Stored data
PR #469, opened 2021-02-03
Rewrite `protocol.Protocol` to a typing extension

### LINKED ISSUE #467: protocol.Protocol isn't runtime generic
### Steps to reproduce
run this code on while targetting master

• GOAL OF THE EXERCISE: Find the word "Protocol" in the entries, then copy out every line that has it.

• RESULT BELOW:
Rewrite `protocol.Protocol` to a typing extension
### LINKED ISSUE #467: protocol.Protocol isn't runtime generic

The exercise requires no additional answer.